* [WORK INSTRUCTION]: The answer must be every line from the entries below that includes "services".

* [TASK INPUT]:
PR #500, opened 2017-05-10
Fix table layout

langri-sha:
A misplaced `|` was breaking the row.

### DIFF
--- a/README.md
+++ b/README.md
@@ -68,7 +68,7 @@ new ExtractTextPlugin(options: filename | object)
 |Name|Type|Description|
 |:--:|:--:|:----------|
 |**`id`**|`{String}`|Unique ident for this plugin instance. (For advanced usage only, by default automatically generated)|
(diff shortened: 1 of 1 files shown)


README.md
```diff
@@ -68,7 +68,7 @@ new ExtractTextPlugin(options: filename | object)
 |Name|Type|Description|
 |:--:|:--:|:----------|
 |**`id`**|`{String}`|Unique ident for this plugin instance. (For advanced usage only, by default automatically generated)|
-|**`filename`**|`{String\|Function}`|Name of the result file. May contain `[name]`, `[id]` and `[contenthash]`|
+|**`filename`**|`{String/Function}`|Name of the result file. May contain `[name]`, `[id]` and `[contenthash]`|
```
michael-ciniawsky: `{String\|Function}` is the correct behaviour, why do you want to change it ? 😛

Issue #459, opened 2017-03-15
Using extract-text & commons-chunk together, the css output for entry may or may not exist


hanxinwei:
depending on if the entry needs at lease one more css module.
I guess this is by design.
However this is kind of inconvenient, for the server have to check if the entry css exists and decide whether to append it.

Compare the entry js to css
js: If the entry js does nothing ( even if totally empty ), the output entry file still be generated.
css: if the entry css needs no more injection, there is no output file.

Is that possible to provide a option to generate empty entry css file?

Example repo
https://github.com/hanxinwei/extract-text-commons-chunk

Source

/src
  /css
     style.css
     style2.css
  /scripts
    /apps
      page.js
      page2.js
   /services
      service.js
      service2.js

Page.js
import service from '../services/service';
import service2 from '../services/service2';
import '../../css/style.css';
import '../../css/style2.css';

page2.js
import '../../css/style.css';

Config

module.exports = {
    entry: {
        page: './src/scripts/apps/page.js',
        page2: './src/scripts/apps/page2.js'
    },
    output: {
        path: path.resolve(__dirname, './build/'),
        filename: 'scripts/[name].js'
    },
    module:
    {
        rules: [
            {
                test: /\.css$/,
                use: ExtractTextPlugin.extract('css-loader')
            }
        ]
    },
    plugins: [
        new webpack.optimize.CommonsChunkPlugin({
            name: 'common'
        }),
        new ExtractTextPlugin('css/[name].css')
    ]
}

Output
/build
   /scripts
     common.js
     page.js
     page2.js
   /css
     common.css
     page.css

There is no page2.css generated.

aciccarello:
I am also running into an issue using both the ExtractTextPlugin and CommonsChunkPlugin as well. I noticed that css imported by angular-ui-bootstrap, which is included in a vendor bundle, was not being displayed.

After doing some debugging it seems that any css/scss in my project which is imported in the commons chunk will not appear in the project (either in the extracted css file or in the common module). CSS that is not imported by the vendor bundle does appear in the extracted css file. The problem goes away when the ExtractTextPlugin is disabled.

### Entries
```javascript
entry: {
  vendor: './vendor.js',
  main: './main.js'
}
```

### Rules
```javascript
  {
    test: /\.scss$/,
    loader: ExtractTextPlugin.extract({
      fallback: 'style-loader',
      use: ['css-loader', 'sass-loader']
    })
  },

  {
[...]

Issue #120, opened 2015-10-26
ExtractTextPlugin extracts from asynchronous split point chunks


chrispesto:
I have a webpack.config.js like:

```
module.exports = {
  entry: {
    index: ['./app/routes/ClientRouter', './app/pages/Index'],
    create:  ['./app/routes/ClientRouter', './app/pages/Create'],
    play:  ['./app/routes/ClientRouter', './app/pages/Play'],
    vendor: ['react', 'react-dom', 'flux']
  },
  output: {
    path: __dirname + '/public/build',
    publicPath: '/build/',
    filename: '[name].js',
    chunkFileName: '[id].chunk.js'
  },
  resolve: {
    alias: alias
  },
  module: {
    noParse: noParse,
    loaders: [
      { test: /.js$/, loader: 'babel-loader', exclude: /node_modules/ },
      { test: /.css$/, loader: ExtractTextPlugin.extract('style-loader', 'css-loader'), exclude: /node_modules/ }
    ]
  },
  plugins: [
    new webpack.optimize.CommonsChunkPlugin({ name: 'vendor', filename: 'vendor.js', minChunks: Infinity }),
    new ExtractTextPlugin('[name].css', {
      allChunks: false
    })
  ]
};
```

And a client router like:

```
function route() {
  var location = window.location.pathname,
      appContainer = document.getElementById('app-container'),
      routeMatches;

  if(!location || location == '/') {
    require.ensure(['../pages/Index'], function() {
      var Page = require('../pages/Index');
      ReactDOM.render(<Page />, appContainer);
    });
  } else if(routeMatches = location.match(/^\/create$/)) {
    require.ensure(['../pages/Create'], function() {
      var Page = require('../pages/Create');
      ReactDOM.render(<Page />, appContainer);
    });
  } else if(routeMatches = location.match(/^\/play\/([01]+)$/)) {
    require.ensure(['../pages/Play'], function() {
      var Page = require('../pages/Play');
      ReactDOM.render(<Page mazeData={routeMatches[1]}/>, appContainer);
    });
  }
}
```

The ExtractTextPlugin creates index.js/index.css, create.js/create.css, etc, with the extracted CSS for each containing only what is directly required from each of those entry points. It also generates 1.1.js, 2.2.js, and 3.3.js for the split points to load pages asynchronously, but the CSS is removed from them as well. I.e. (from 1.1.js):

```
/***/ 5:
/***/ function(module, exports) {

[...]

PR #507, opened 2017-05-18
fix not extracting CSS from common async chunks

numical:
**The problem**
1. Create an entry point requiring *two* asynchronous chunks;
2. Name these asynchronous chunks;
3. Configure CommonsChunkPlugin to generate a common chunk explicitly for these two asynchronous chunks;
4. If the resultant commons chunk has embedded CSS, ExtractTextPlugin does not extract this.

See the added test case in this PR for the scenario.

This may be related to issues [120](https://github.com/webpack-contrib/extract-text-webpack-plugin/issues/120) and [459](https://github.com/webpack-contrib/extract-text-webpack-plugin/issues/459).

**The cause**
The generated async chunk has no parents and no entry point.

**The fix**
Replace all uses of `chunk.isInitial()` with `chunk.isInitial() || chunk.parents.length === 0`.

(Sorry for the mutliple commits - intially committed as the wrong user).


evilebottnawi:
@numical be great add tests

evilebottnawi:
@numical please accept `licence/cla`, thanks

numical:
I have.
Unfortunately my initial commit was under the wrong git user name.
Hence the subsequent commits under the correct 'numical' account.
Will it be easier if I cancel this PR and generate a cleaner one?

evilebottnawi:
@numical yep, it would be perfect

numical:
Will do

PR #520, opened 2017-05-30
Add ignoreOrder check

keepitreal:
This PR adds the ignoreOrder checks added by #166 in the master branch. I realize the optimum solution for this issue is to migrate to Webpack 2 but since I'd consider this issue fairly debilitating, I think a fix should be present for those who need something in their production environments right away and can't go through the steps to migrate.

### DIFF
--- a/index.js
+++ b/index.js
@@ -289,7 +289,7 @@ ExtractTextPlugin.prototype.apply = function(compiler) {
 			extractedChunks.forEach(function(extractedChunk) {
 				if(extractedChunk.modules.length) {
 					extractedChunk.modules.sort(function(a, b) {
-						if(isInvalidOrder(a, b)) {
+						if(!options.ignoreOrder && isInvalidOrder(a, b)) {
 							compilation.errors.push(new OrderUndefinedError(a.getOriginalModule()));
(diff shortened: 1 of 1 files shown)


evilebottnawi:
@keepitreal Support legacy code (options, functions, checks, and etc) is a bad practice (we use semver to avoid accumulation this legacy stuff). I would advise you to find the time and go to `webpack` v2 or do fork and use this fork for own packages, where your use `webpack` v1. Not here. Thanks!

michael-ciniawsky:
@bebraw @d3viant0ne We can still cut a release for `v1.x`?  The question is if we want to take the eventual risk that this might break something in general, if not then better close the PR :)

d3viant0ne:
imo, given that we are about to release 3.x the time for adding features for Webpack 1.x has come and gone.

TheLarkInn:
Agreed.

d3viant0ne:
And for reference, 1.x is already not supported in the current release version.

screen shot 2017-06-07 at 9 38 53 pm

d3viant0ne:
@keepitreal - If you need a hand getting that upgraded shoot us an @ and we'll get you squared away.

PR #320, opened 2019-08-21
Allow Edges to return an ID

hyanwong:
This adds the `id` property to the Edge object, to match the Node object, and all the other objects returned from table rows. But it redefines the `Edge()` constructor (might that break people's code?), and in a number of the test suites I've hacked around the need to provide an ID for the edge by just putting an ID of `None` where we are constructing edges to then mess around with. I don't know if this is the right thing to do.


python/tskit/trees.py
```diff
@@ -171,7 +173,8 @@ class Edge(SimpleContainer):
         :meth:`.TreeSequence.node`.
     :vartype child: int
     """
-    def __init__(self, left, right, parent, child):
+    def __init__(self, id_, left, right, parent, child):
```
jeromekelleher: Put ``id_=None`` at the end here. This'll break less code.

hyanwong:
Yes - definitely push until after 0.2.0.

python/tskit/trees.py
hyanwong: OK. Note that in the tests these constructors are often called using positional params, so this will make it inconsistent with some of the `Node()` etc examples. But better that than breaking other people's code, I guess.

Presumably best to change the calls to use named parameters in the test cases too.

jeromekelleher: Yes, that's fine --- these things aren't particularly consistent anyway. There's no need to change existing tests if they're not actually using the ID parameter.

python/tests/simplify.py
```diff
@@ -192,13 +192,16 @@ def record_edge(self, left, right, parent, child):
             left = X[left_index]
             right = X[right_index]
         if child not in self.edge_buffer:
-            self.edge_buffer[child] = [tskit.Edge(left, right, parent, child)]
+            self.edge_buffer[child] = [tskit.Edge(
+                left=left, right=right, parent=parent, child=child, id_=None)]
```
jeromekelleher: ``id_`` defaults to None, so no point in changing this, right?

python/tests/simplify.py
```diff
@@ -192,13 +192,16 @@ def record_edge(self, left, right, parent, child):
...
         else:
             last = self.edge_buffer[child][-1]
             if last.right == left:
                 last.right = right
             else:
-                self.edge_buffer[child].append(tskit.Edge(left, right, parent, child))
+                self.edge_buffer[child].append(
+                    tskit.Edge(
+                        left=left, right=right, parent=parent, child=child, id_=None))
```
jeromekelleher: Ditto here.

python/tests/simplify.py
```diff
@@ -542,13 +545,16 @@ def record_edge(self, left, right, parent, child):
         Adds an edge to the output list.
         """
         if child not in self.edge_buffer:
-            self.edge_buffer[child] = [tskit.Edge(left, right, parent, child)]
+            self.edge_buffer[child] = [tskit.Edge(
+                left=left, right=right, parent=parent, child=child, id_=None)]
```
jeromekelleher: & here.

jeromekelleher: There's a few more of these --- I won't comment any more.

python/tskit/trees.py
```diff
@@ -171,17 +171,17 @@ class Edge(SimpleContainer):
...
     """
-    def __init__(self, left, right, parent, child):
+    def __init__(self, left, right, parent, child, id_=None):
+        self.id = id_
         self.left = left
         self.right = right
         self.parent = parent
         self.child = child
 
-    def __repr__(self):
```
jeromekelleher: Why delete this?

python/tests/simplify.py
hyanwong: Good point. I had forgotten about the default

python/tests/simplify.py
hyanwong: ditto

python/tskit/trees.py
hyanwong: The other SimpleContainer classes don't have an explicit __repr__ method (the rely on the base class). Having one here meant that we ended up not printing the id on display. So this seems redundant to me

hyanwong:
Good point about tests. I'll add some this weekend and remove the `_id=None` redundancies.

hyanwong:
By the way, where are the other places where we need the id integrated, as well as `edge_diffs()`? I thought I had found them, but there's a good chance I missed some.

python/tskit/trees.py
jeromekelleher: I guess it's probably unncessary. I put it in to make reading the edges easier (note the precision for left and right)

jeromekelleher:
There's the ``TreeSequence.edge()`` function anyway. That's probably it.

python/tskit/trees.py
hyanwong: Oh, good point about the precision. I'll reinstate with the id var added, then.

hyanwong:
I have added (rather minimal) tests, added the `__repr__` method for edges back in, and removed the unneeded params. It looks to me as if I had already changed that `TreeSequence.edge()` function as needed.

Travis (OS X) builds are failing now, but it seems unrelated:

```
ERROR: Cannot uninstall 'certifi'. It is a distutils installed project and thus we cannot accurately determine which files belong to it which would lead to only a partial uninstall.
```

jeromekelleher:
Looks good, thanks @hyanwong. I'll merge when CI passes.

jeromekelleher:
CI failure is unrelated, #366.

jeromekelleher:
Can you rebase this please @hyanwong, so we're not pulling in fix for travis twice. Ready to merge then.

hyanwong:
Done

* [TASK OUTPUT]:
   /services
import service from '../services/service';
import service2 from '../services/service2';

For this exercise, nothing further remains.